> PROBLEM TO SOLVE
Return every line of the data below, exactly.

> MATERIAL PROVIDED
++++

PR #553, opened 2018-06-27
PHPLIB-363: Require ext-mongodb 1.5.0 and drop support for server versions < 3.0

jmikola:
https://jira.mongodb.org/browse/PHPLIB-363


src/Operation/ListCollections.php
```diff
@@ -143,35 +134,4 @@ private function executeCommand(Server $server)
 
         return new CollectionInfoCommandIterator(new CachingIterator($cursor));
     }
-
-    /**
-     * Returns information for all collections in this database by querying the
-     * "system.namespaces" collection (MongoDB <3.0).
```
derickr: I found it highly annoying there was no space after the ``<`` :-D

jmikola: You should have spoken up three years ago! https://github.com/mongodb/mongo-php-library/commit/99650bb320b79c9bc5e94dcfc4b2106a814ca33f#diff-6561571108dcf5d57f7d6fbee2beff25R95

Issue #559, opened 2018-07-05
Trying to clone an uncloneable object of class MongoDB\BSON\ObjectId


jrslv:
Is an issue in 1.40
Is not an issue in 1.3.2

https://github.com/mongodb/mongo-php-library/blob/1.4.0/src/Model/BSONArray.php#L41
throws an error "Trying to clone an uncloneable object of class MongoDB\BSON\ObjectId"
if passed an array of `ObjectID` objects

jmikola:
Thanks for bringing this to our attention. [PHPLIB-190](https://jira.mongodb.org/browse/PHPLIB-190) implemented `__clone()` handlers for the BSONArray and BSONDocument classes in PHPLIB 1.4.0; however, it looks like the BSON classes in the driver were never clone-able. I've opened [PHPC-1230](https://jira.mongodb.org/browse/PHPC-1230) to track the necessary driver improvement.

++++

> SOLUTION TO THE EXERCISE
PR #553, opened 2018-06-27
PHPLIB-363: Require ext-mongodb 1.5.0 and drop support for server versions < 3.0

jmikola:
https://jira.mongodb.org/browse/PHPLIB-363


src/Operation/ListCollections.php
```diff
@@ -143,35 +134,4 @@ private function executeCommand(Server $server)
 
         return new CollectionInfoCommandIterator(new CachingIterator($cursor));
     }
-
-    /**
-     * Returns information for all collections in this database by querying the
-     * "system.namespaces" collection (MongoDB <3.0).
```
derickr: I found it highly annoying there was no space after the ``<`` :-D

jmikola: You should have spoken up three years ago! https://github.com/mongodb/mongo-php-library/commit/99650bb320b79c9bc5e94dcfc4b2106a814ca33f#diff-6561571108dcf5d57f7d6fbee2beff25R95

Issue #559, opened 2018-07-05
Trying to clone an uncloneable object of class MongoDB\BSON\ObjectId


jrslv:
Is an issue in 1.40
Is not an issue in 1.3.2

https://github.com/mongodb/mongo-php-library/blob/1.4.0/src/Model/BSONArray.php#L41
throws an error "Trying to clone an uncloneable object of class MongoDB\BSON\ObjectId"
if passed an array of `ObjectID` objects

jmikola:
Thanks for bringing this to our attention. [PHPLIB-190](https://jira.mongodb.org/browse/PHPLIB-190) implemented `__clone()` handlers for the BSONArray and BSONDocument classes in PHPLIB 1.4.0; however, it looks like the BSON classes in the driver were never clone-able. I've opened [PHPC-1230](https://jira.mongodb.org/browse/PHPC-1230) to track the necessary driver improvement.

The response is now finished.